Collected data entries
╔══

PR #324, opened 2020-06-24
Attach tags, IAM roles, and VPCs to Redshift clusters

achantavy:
Also actually set indexes for Redshift nodes.

### DIFF
--- a/cartography/intel/aws/redshift.py
+++ b/cartography/intel/aws/redshift.py
@@ -31,7 +31,8 @@ def transform_redshift_cluster_data(clusters, region, current_aws_account_id):
 def load_redshift_cluster_data(neo4j_session, clusters, region, current_aws_account_id, aws_update_tag):
     ingest_cluster = """
     MERGE (cluster:RedshiftCluster{id: {Arn}})
-    ON CREATE SET cluster.firstseen = timestamp()
+    ON CREATE SET cluster.firstseen = timestamp(),
+    cluster.arn = {Arn}
     SET cluster.availability_zone = {AZ},
     cluster.cluster_create_time = {ClusterCreateTime},
     cluster.cluster_identifier = {ClusterIdentifier},
--- a/cartography/intel/aws/redshift.py
+++ b/cartography/intel/aws/redshift.py
@@ -78,9 +78,9 @@ def load_redshift_cluster_data(neo4j_session, clusters, region, current_aws_acco
             aws_update_tag=aws_update_tag,
         )
         _attach_ec2_security_groups(neo4j_session, cluster, aws_update_tag)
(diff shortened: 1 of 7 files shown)


achantavy:
The resulting graph looks like this:
image

cartography/intel/aws/redshift.py
```diff
@@ -97,6 +99,40 @@ def _attach_ec2_security_groups(neo4j_session, cluster, aws_update_tag):
...
+
+def _attach_aws_vpc(neo4j_session, cluster, aws_update_tag):
+    attach_cluster_to_vpc = """
+    MATCH (c:RedshiftCluster{id:{ClusterArn}})
+    MERGE (v:AWSVpc{id:{VpcId}})
+    MERGE (c)-[m:MEMBER_OF_AWS_VPC]->(v)
+    ON CREATE SET m.firstseen = timestamp()
+    SET m.lastupdated = {aws_update_tag}
+    """
+    if 'VpcId' in cluster and cluster.get('VpcId'):
```
irhkang, line 127: this can be written as `if cluster.get('VpcId')`.  If `cluster['VpcId']` can't be None when it exists, `if 'VpcId' in cluster` is good enough

cartography/intel/aws/redshift.py
```diff
@@ -77,9 +78,10 @@ def load_redshift_cluster_data(neo4j_session, clusters, region, current_aws_acco
             aws_update_tag=aws_update_tag,
         )
         _attach_ec2_security_groups(neo4j_session, cluster, aws_update_tag)
+        _attach_iam_roles(neo4j_session, cluster, aws_update_tag)
+        _attach_aws_vpc(neo4j_session, cluster, aws_update_tag)
 
 
-@timeit
```
irhkang, line 82: I actually like having a timer on each individual method so you know which ones are slow.  That being said if the overall latency is really low then it might not be necessary

cartography/intel/aws/redshift.py
```diff
@@ -77,9 +78,10 @@ def load_redshift_cluster_data(neo4j_session, clusters, region, current_aws_acco
             aws_update_tag=aws_update_tag,
         )
         _attach_ec2_security_groups(neo4j_session, cluster, aws_update_tag)
```
irhkang, line 80: do these need to be run in order? If not, using gevent would make these significantly faster.  If latency isn't a big deal then no biggie but fast is nice

achantavy: For these `_attach*()` functions, no. I'll look into gevent, thanks!

achantavy: Actually, I'll experiment with gevent later on a bigger bottleneck. In this particular case the `_attach()` functions don't take much time at all.

PR #327, opened 2020-06-26
Map RedshiftClusters to their admin AWSPrincipals

achantavy:
Creates the `(:AWSPrincipal)-[:CAN_ADMINISTER]->(:RedshiftCluster)` permission relationship.


achantavy:
See this image for the result: image
This shows a statement with the `redshift:*`action. This statement is attached to a policy, which is attached to the yellow `example` AWSPrincipal in the middle. resource_permissions.py evaluated these connections and added `CAN_ADMINISTER` links from the principal to all of the RedshiftClusters.

cartography/data/permission_relationships.yaml
```diff
@@ -1,18 +1,29 @@
...
-# map principals retrieve data fron dynamodb
+# Map principals that can retrieve data from DynamoDB.
 - target_label: DynamoDBTable
   permissions:
   - dynamodb:BatchGetItem
   - dynamodb:GetItem
   - dynamodb:GetRecords
   - dynamodb:Query
   relationship_name: CAN_QUERY
+# Map principals that can administer RedshiftClusters.
```
achantavy, line 22: I realize that not every user may have a use for Redshift, but I think the perf impact to having this in here is almost negligible and it's also helpful to show a wildcard action.

cartography/data/permission_relationships.yaml
```diff
@@ -1,18 +1,29 @@
...
+- target_label: RedshiftCluster
+  permissions:
+  - redshift:*
+  - redshift:CreateClusterUser
+  - redshift:GetClusterCredentials
+  - redshift:JoinGroup
+  relationship_name: CAN_ADMINISTER
```
achantavy, line 29: I'm not sure I like this name but I am open to ideas.

PR #2957, opened 2026-03-07
[201_94]: Fix slink bare URL redirect without HTTPS (#2324)

### LINKED ISSUE #2324: \slink 不用https，无法正确跳转 liiistem.cn
输入\slink,点击Enter键，输入网址liiistem.cn，点击无法跳转，需要加https

Image

按住ctrl+点击操作
Image

想要的效果：不用加https就可以点击跳转

divyansharma001:
## Problem
When typing `slink` and entering a bare domain like `liiistem.cn` (without `https://`), Ctrl+clicking the link does nothing. The URL is treated as a local file path because `go-to-url` routes it through `default-root-handler`, which fails to find any local file.

## Fix
Added detection of bare domain-like URLs in `go-to-url` (`TeXmacs/progs/link/link-navigate.scm`). When the input string:
- Has no protocol prefix (`http://`, `https://`, etc.)
- Is not a file path (doesn't start with `/`, `.`, `~`, `#`)
- Contains a dot (`.`)
- Does not exist as a local file

...then `https://` is automatically prepended before URL routing.

## How to test
1. Type `slink`, press Enter, enter `liiistem.cn`
2. Ctrl+click the rendered link
3. Browser should open `https://liiistem.cn`

Also verify these still work correctly:
- `https://liiistem.cn` — unchanged, opens normally
- `www.google.com` — opens as `https://www.google.com`
- `./local-file.tm` — not affected (relative path)

Closes #2324

### DIFF
--- a/TeXmacs/progs/link/link-navigate.scm
+++ b/TeXmacs/progs/link/link-navigate.scm
@@ -497,12 +497,27 @@
   ; TODO: jump to anchors in HTML
   (noop))
 
+(define (url-looks-like-bare-domain? u)
+  "Check if a default-rooted URL looks like a bare domain (e.g. liiistem.cn)"
+  (let* ((s (url->system u)))
+    (and (not (string-null? s))
+         (not (string-starts? s "/"))
+         (not (string-starts? s "."))
+         (not (string-starts? s "~"))
+         (not (string-index s #\space))
+         (not (string-index s #\/))
+         (string-index s #\.)
+         (not (url-exists? (url-expand u))))))
+
 (define (default-root-handler u)
   (cond ((and (url-rooted-protocol? u "default")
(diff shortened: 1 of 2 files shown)


wumoin:
There are still many issues. For example, if the link points to a file, it may be incorrectly identified as a web URL.

divyansharma001:
Fixed. Moved the bare-domain detection from go-to-url into default-root-handler, so it only triggers after normal file resolution has been attempted.

The previous approach checked file existence with system->url (relative to working directory), which could misidentify file links like notes.pdf as web URLs. Now:

-> Relative path resolution (url-relative (current-buffer)) runs first
-> url-expand path resolution runs next
-> Only if neither finds a local file, and the string looks like a bare domain (has a dot, no slashes), does it fall back to https://

PR #2958, opened 2026-03-07
[203_26]: fix LaTeX export images in inaccessible formats

divyansharma001:
- Add magic header detection for images with unknown suffixes
- Add jpeg to fast-path suffix list in tmtex-as-eps
- Copy files with correct extension when format is LaTeX-compatible
- Add fallback to print-snippet when convert-to-file fails
- Register postscript-file converters for jpeg, gif, tif via ImageMagick


AXeonV:
image

I insert a jpeg and export the document as LaTeX. Then it throws error above.


Firstly, I think the key point for the LaTeX exporting bug is that, when inserting a embedded image and converting the document into LaTeX version, the raw data of the image will be base64-coded so that the data flow will be transformed between C++ and Scheme.

I've digged into the bug and find that the image data had been base64-coded **twice** in the memory somwhere. When converting, it will call

```cpp
url
get_from_ramdisc (url u) {
  if (!is_ramdisc (u)) return url_none ();
  url res= get_cache (u);
  if (!is_none (res)) return (res);
  url tmp= url_temp (suffix (u));
  save_string (tmp, u[1][2]->t->label);
  return set_cache (u, tmp);
}
```

and save the coded image data into system temp path. But I locate that file and find that it had been base64-coded **twice**. So when converting this image to pdf version, it crashed.

It seems that your fix haven't fix the bad data in the temp path when LaTeX converting.

Secondly, I think jpg and png formats are more common than jpeg, tif and gif. You could fix jpg and png embedded image when LaTeX converting first.

Lastly, thank you for this PR. This bug is very critical.

divyansharma001:
Thank you for the detailed analysis! You were right, the root cause was double base64 encoding.

I've pushed two additional fixes:

Root cause: object_l1.cpp::tmscm_to_content was not decoding base64 when receiving (raw-data ...) from Scheme, so the C++ RAW_DATA tree ended up storing base64 text instead of binary. This base64 string then got written to the temp file via get_from_ramdisc, causing Qt/MuPDF to fail reading it.

Fixes:

moebius/Scheme/L1/object_l1.cpp: Added base64 decode in tmscm_to_content for RAW_DATA nodes, so the Scheme→C++ boundary always produces binary in RAW_DATA
TeXmacs/progs/generic/embedded-edit.scm: Encode binary image data as base64 before storing into (raw-data ...) when embedding an image, to match the decode above
This establishes a clear invariant: Scheme layer always holds base64 in raw-data, C++ layer always holds binary in RAW_DATA.

Regarding your second point, I've also kept jpg and png in the fast path from the previous commit. 

Happy to prioritize those formats further if needed.

JackYansongLi:
please resolve the conflicts.

AXeonV:
I recommend splitting this PR into two separate PRs.

One PR would address the fix for the double Base64 encoding issue during LaTeX conversion. I think it only involves changes to two files: `object_l1.cpp` and `embedded-edit.scm`.

The other PR would cover the magic header detection and the other features currently included in this PR.

This separation would make the review and testing process clearer and more manageable.

PR #2960, opened 2026-03-08
Align TEXMACS_HOME_PATH Fallbacks With XDG/Platform Defaults (fixes #771 path inconsistency)

### LINKED ISSUE #771: Plugin Center
Users should open a gui from mogan, which lists all plugin available for mogan. Then users select plugin to install, update or modify its setting.

Design of this tool should be discussed:
1. Where is plugins host by community
We should build a service to host plugin archives
2. Where is plugins stored on users' device
Install to their user directory responding to each os, such as `%APPDATA%` under windows
3. How to fetch and install plugins
**(Need Discussion)** We could fetch via [Qt Installer Framework](https://doc.qt.io/qtinstallerframework/)
4. Is it possible to hot-update plugins?
**(Need Discussion)** Depends on module system
5. should we provide R7RS and SRFI interface for plugin?
**(Need Discussion)**

Vatsalpatni73:
### Summary
This PR fixes an inconsistency in home-path fallback behavior that was still relevant to issue #771 (plugin/user data location policy).

Some startup and cache code paths still defaulted to `~/.TeXmacs`, while newer logic uses platform-specific/XDG-compliant locations. This caused mismatched behavior for plugin and user-data directories, especially on Linux.

---

### What changed
- Updated startup default path selection in `init_texmacs.cpp`.
- Updated `get_texmacs_home_path()` fallback in `tm_sys_utils.cpp`.
- Updated cache initialization fallback in `data_cache.cpp`.

---

### New fallback behavior

- **Windows:** `$APPDATA/<PREFIX_DIR>`
- **macOS:** `$HOME/Library/Application Support/<PREFIX_DIR>`
- **Linux/Unix:** `$XDG_DATA_HOME/<PREFIX_DIR>`  
  *(fallback: `$HOME/.local/share/<PREFIX_DIR>`)*

- **wasm:** `./<PREFIX_DIR>`

---

### Why this matters

- Keeps plugin and user-data paths consistent across startup/runtime/cache code.
- Removes legacy `~/.TeXmacs` fallback behavior that conflicts with XDG-based policy.
- Reduces cross-platform path surprises and aligns with the direction discussed in #771.

---

### Validation

- File diagnostics for modified files: **no errors**.
- `src/**` no longer contains `~/.TeXmacs` / `$HOME/.TeXmacs` fallbacks.

### DIFF
--- a/src/System/Boot/init_texmacs.cpp
+++ b/src/System/Boot/init_texmacs.cpp
@@ -300,14 +300,22 @@ init_main_paths () {
   url default_path;
 #if defined(OS_MINGW) || defined(OS_WIN)
   default_path= get_env ("APPDATA") * "/" * PREFIX_DIR;
+#elif defined(OS_MACOS)
+  default_path= get_env ("HOME") * "/Library/Application Support/" *
+                PREFIX_DIR;
+#elif defined(OS_WASM)
+  default_path= string ("/.") * PREFIX_DIR;
 #else
-  default_path= "~/.TeXmacs";
+  string xdg_data_home= get_env ("XDG_DATA_HOME");
+  if (is_empty (xdg_data_home)) xdg_data_home= get_env ("HOME") * "/.local/share";
+  default_path= xdg_data_home * "/" * PREFIX_DIR;
 #endif
   url home_path= get_env_path ("TEXMACS_HOME_PATH", default_path);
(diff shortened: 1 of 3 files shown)


wumoin:
What is the goal of this change? The current caching mechanism does not appear to have any issues.

PR #2974, opened 2026-03-12
[222_54] fix: override tooltip to Toggle cell alignment in tabular context only.

### LINKED ISSUE #2852: The "numbered" toggle button for tabular inside tables is misleading — it controls alignment, not numbering
### Description: 
When the cursor is inside a tabular within a big-table or small-table environment, the focus toolbar shows a "numbered/unnumbered" toggle button (tm_numbered.xpm / 123-style icon) with the tooltip "Toggle numbering". However, this button does not control the table's numbering.

- What users expect: Clicking the "123" button should toggle the table caption between numbered ("表格 1." / "Table 1.") and unnumbered ("表格." / "Table.").
- What actually happens: The button switches between tabular and tabular*, which toggles center alignment of cells, not numbering.
- How numbering actually works: Table numbering is controlled at the outer level by toggling between big-table and big-table* (or small-table / small-table*), which already works correctly.
 
From TeXmacs/packages/standard/std-markup.ts (line 320):

```scheme
<assign|tabular*|<macro|body|<tformat|<cwith|1|-1|1|-1|cell-halign|c>|<arg|body>>>>
```

This confirms that tabular* only sets cell-halign to center — it has nothing to do with numbering.

## Proposed Fix

Change the icon and/or tooltip of the toggle button in the tabular context so it accurately reflects its actual purpose (cell alignment toggle), rather than appearing as a numbering control.

## Context

Discovered during investigation in PR #2833 / issue #2787. As clarified by @Yuki-Nagori, the original issue was based on a misunderstanding of what the button does. The underlying functionality works correctly — only the UI representation is misleading.

## Related

Issue: #2787
PR: #2833

Prashant27-07:
Fixes #2852

The tooltip "Toggle numbering" was misleading - the button actually toggles cell alignment (tabular vs tabular*). Override alternate-first-icon, alternate-second-icon, alternate-first-name and alternate-second-name in table-menu.scm to show correct icons and tooltip only in tabular context using table-markup-context?.

### DIFF
--- a/TeXmacs/progs/table/table-menu.scm
+++ b/TeXmacs/progs/table/table-menu.scm
@@ -668,3 +668,19 @@
 	((balloon (icon "tm_cell_join.xpm")
 		  "Join selected cells")
 	 (cell-set-span-selection)))))
+
+(tm-define (alternate-first-icon t)
+  (:require (table-markup-context? t))
+  "tm_cell_left.xpm")
+
+(tm-define (alternate-second-icon t)
+  (:require (table-markup-context? t))
+  "tm_cell_center.xpm")
+
+(tm-define (alternate-first-name t)
+  (:require (table-markup-context? t))
+  "Toggle cell alignment")
+
+(tm-define (alternate-second-name t)
+  (:require (table-markup-context? t))
+  "Toggle cell alignment")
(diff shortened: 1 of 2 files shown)


Prashant27-07:
Hey @JackYansongLi  @Yuki-Nagori I raised another PR for same issue hope this will has no conflict at all because i checked all the thing this time.

PR #2981, opened 2026-03-15
[201_96] fix: accent marks tooltip shows option key ⌥ on macOS

### LINKED ISSUE #2962: macOS 上重音符号快捷键显示有问题
Image

divyansharma001:
## Summary

Fixes #2962

- On macOS, the keyboard shortcut tooltip for accent marks (e.g. the tilde accent `~`) was showing a wrong symbol (⊙) instead of the Option key symbol ⌥
- Root cause: `kbd_system_prevails` in `tm_config.cpp` was converting `"A-~"` (Option+~) to `"escape ~"` for display, causing the Escape key symbol to render as ⊙ in the apple-lucida font at small size
- Fix: simplified `kbd_system_prevails` to return the input unchanged, so `A-` is decoded as `⌥` (U+2325) via the existing macOS keyboard map

## Test plan

- [ ] Open Mogan on macOS
- [ ] Enter math mode and open the accent insert popup
- [ ] Hover over the tilde accent button
- [ ] Verify tooltip shows `等效快捷键: (⌥ ~)` with the correct Option key symbol ⌥ instead of ⊙

### DIFF
--- a/devel/201_96.md
+++ b/devel/201_96.md
@@ -1,0 +1,28 @@
+# [201_96] fix: accent marks tooltip shows option key ⌥ on macOS
+
+## How to Test
+
+1. Open Mogan on macOS.
+2. Enter math mode and open the accent insert popup (click the `~` accent button in the toolbar).
+3. Hover over any accent button (e.g., the tilde accent `tm_tilda.xpm`).
+4. The tooltip should display `等效快捷键: (⌥ ~)` — the Option key symbol ⌥ followed by `~`.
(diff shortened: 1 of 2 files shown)


JackYansongLi:
CI failed, please fix it

Yuki-Nagori:
Thank you, I looked at your code. Making this change might affect Windows and Linux. I think https://github.com/MoganLab/mogan/pull/2982 is better, so this PR is closed. Sorry.

PR #2982, opened 2026-03-15
[222_60] Correct macOS modifier symbols in accent shortcut tooltips

Prthmsh7:
fixes: #2962 
This patch ensures that modifier symbols are correctly rendered in Qt tooltips on macOS through two small adjustments:

### 1. Tooltip UTF-8 Conversion
In `src/Plugins/Qt/qt_ui_element.cpp`, tooltip text is now passed through `cork_to_utf8()` before being converted to a Qt string. This converts TeXmacs character references into their proper Unicode symbols so that Qt displays them correctly.

### 2. macOS Shortcut Rendering Condition
In `src/Texmacs/Server/tm_config.cpp`, the `kbd_system_prevails` condition was refined to avoid applying legacy modifier substitutions when macOS fonts are already being used. This prevents conflicts with the font-based rendering of macOS modifier symbols.

After:
Screenshot 2026-03-16 at 2 04 06 AM


Prthmsh7:
@MoonL79 please review when free, Thanks!

Prthmsh7:
@JackYansongLi  please review when free, thanks!

Yuki-Nagori:
The number needs to be updated. I checked the code and there's no problem.

Prthmsh7:
@Yuki-Nagori Updated numbering in a follow-up commit. Please review when free. Thanks!

PR #3104, opened 2026-04-04
[201_104] Fix inner product symbol not rendering on Tab cycling popup window

### LINKED ISSUE #2926: Inner product symbol does not show on Tab cycling popup window

1sh-repalto:
Fixes #2926 
Inner product symbol does not show on Tab cycling popup window

## Summary
When cycling through math variants for the `<` key, the inner product `⟨⟩` showed as a broken red symbol in the Tab cycling popup instead of rendering correctly.                                                                 
                                                                            
**Developer Document:** `devel/201_104.md`
                                                                           
## Root Cause
`math_font_rep`'s `get_extents`, `get_xpositions`, and `draw_fixed` all passed the full string to `search_font`, which is designed for single math symbols only. For a bracket pair like `"<langle><rangle>"` (two concatenated TeXmacs symbols), `search_font` fail — it is not a single dictionary entry and the character fallback rejects `<` — so it returns `error_font`, which  draws in red.                                                              

## Changes                                                                  
In `src/Graphics/Fonts/math_font.cpp`:
                                                                              
Added a single-char fast path (via `tm_char_forwards`) to `get_extents`, `get_xpositions`, and both `draw_fixed` overloads. Single characters use the original `search_font` lookup unchanged. Multi-character strings now iterate character by character:
                                                                             
- `get_extents` — accumulates per-symbol metrics with correct advance widths and ink bounds
- `get_xpositions` — fills position array by accumulating per-symbol advance widths         
- `draw_fixed(x, y)` — draws each symbol at its accumulated x-offset       
- `draw_fixed(x, y, xk)` — delegates to `font_rep::draw_fixed` (base class already iterates char-by-char)
                                                                              
No Scheme-level changes needed — `lambda-to-symbol` in `math-edit.scm` already returns `(string-append lb rb)`, which is the correct representation.                                                             
                  
## How to test                                                             
1. Open Mogan Editor
2. Enter math mode by pressing `$`                                          
3. Type `<`
4. Press `Tab` repeatedly to cycle through variants                         
5. **Verify**: The `⟨⟩` entry displays correctly (not in red) in the popup
6. Select `⟨⟩` and **verify** the correct angle bracket pair is inserted in the document

## Before

image

## After

https://github.com/user-attachments/assets/261ae336-0dee-4f0e-8eb5-a0ce2a543a83

### DIFF
--- a/devel/201_104.md
+++ b/devel/201_104.md
@@ -1,0 +1,27 @@
+# [201_104] Fix inner product symbol not rendering in Tab cycling popup
+
+### What
+Fixed `⟨⟩` (angle bracket pair) showing as a red broken symbol in the Tab cycling completion popup when typing `<` in math mode.
+
+### Why
+The Tab cycling popup renders symbol labels using `math_font_rep`. Its `get_extents`, `get_xpositions`, and `draw_fixed` methods all passed the full string to `search_font`, which only handles single math symbols. For a bracket pair like `"<langle><rangle>"` (two concatenated TeXmacs symbols), `search_font` fails — it is not a single dictionary entry and the character fallback rejects `<` — so it returns `error_font`, which draws in red.
+
+### How
+Modified `src/Graphics/Fonts/math_font.cpp`.
+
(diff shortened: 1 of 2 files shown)


MoonL79 (approved):
LGTM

╚══

• About this exercise: Where a line above contains the word "previous", show that line.

• Result for this task:
The previous approach checked file existence with system->url (relative to working directory), which could misidentify file links like notes.pdf as web URLs. Now:
Regarding your second point, I've also kept jpg and png in the fast path from the previous commit. 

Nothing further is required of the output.